Aim A systematic review of 43 randomised controlled trials (RCTs) concluded that single dose oral dexamethasone is effective in the treatment of croup. Dexamethasone was associated with an improved Westley score at 6 h to 12 h with an effect size of –1.0 (95% CI –1.5 to –0.6) which was significant, but was no longer significant at 24 h. To date, no RCTs have determined whether administering two doses of dexamethasone, compared with a single dose, improves outcomes in children with croup. We completed an audit to review the use of dexamethasone in children with croup.
Method Inpatient notes of 50 children admitted between 2010 and 2011 were reviewed at a district general hospital. To gauge the readmission rate, a comparative notes review was performed for attendances at the Emergency Department of a local tertiary paediatric centre (150 attendances, June–November 2014).
Results Figure 1 shows results at the district general hospital
Half of the children who required readmission had the same croup score on their first admission and their second, implying that readmission was necessary due to lack of clinical improvement. At the tertiary centre, 90% (135) patients received a dose of dexamethasone on their first presentation and 10% (15) children re-attended.
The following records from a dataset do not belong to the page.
PR #149, opened 2025-11-13
feat: DAG-backed `fs.FS` implementation

Peeja:
#### PR Dependency Tree

* **PR #149** 👈
  * **PR #150**
    * **PR #152**

### DIFF
--- a/pkg/dagfs/dagfs.go
+++ b/pkg/dagfs/dagfs.go
@@ -6,6 +6,7 @@ import (
 	"io/fs"
 	"path"
 
+	"github.com/ipfs/boxo/ipld/merkledag"
 	"github.com/ipfs/boxo/ipld/unixfs"
 	uio "github.com/ipfs/boxo/ipld/unixfs/io"
 	"github.com/ipfs/go-cid"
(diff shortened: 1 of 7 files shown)


hannahhoward (commented):
Broadly, excellent work.

Seperately, and again this is where we get into longer term stuff:

It makes me so sad to see DAGService here instead of just using go-ipld-prime + the UnixFS ADL on top of a block store. 

Fun fact: the main implementation of DAGService is you'll probably use elsewhere is https://github.com/ipfs/boxo/tree/main/ipld/merkledag -- which is built on top of a compatibility shim on top of IPLD prime (github.com/ipfs/go-ipld-legacy) to make it behave like go-ipld-format's notion of a node. EEEK. Worst part is when you look at the author of go-ipld-legacy.

But also, the thing that's really interesting about go-unixfsnode is it allows you to treat a filesystem like an IPLD node, where directories are maps where the keys are filename/dirnames -- this means you can build traversals that work for pure IPLD plus for filesystems.

It is a good time probably to introduce things like Lassie + trustlessutils, and selectors:
https://github.com/ipld/go-trustless-utils -- for implementing an HTTP trustless gateway using go-ipld-prime
https://github.com/filecoin-project/lassie -- a giant retrieval client that services a trustless gateway backed by other retrieval requests -- very close to what we will need to implement eventually... though probably way too complex cause it also implements retrieval over multiple protocols.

With 1 in 10 patients being readmitted despite one dose of dexamethasone, we conducted a regional survey of paediatricians in our deanery to assess baseline practice for multi-dose dexamethasone. The survey contained a hypothetical case scenario of a child with croup (stridor and chest wall retraction at rest) who received a dose of dexamethasone. At 12 h the patient improved with no symptoms at rest but symptoms on exertion. Respondents were given four management options, as shown in Table 1. A total of 112 responses were received, 44% from consultants.
The results demonstrate a wide variation in practice. 23% of respondents stated that their choice was based on trust guidelines, whereas 77% stated it was personal practice.
Conclusion The high readmission rate, variation in practice and lack of evidence for administering a second dose of dexamethasone in croup suggest this is a topic that would benefit from a research project.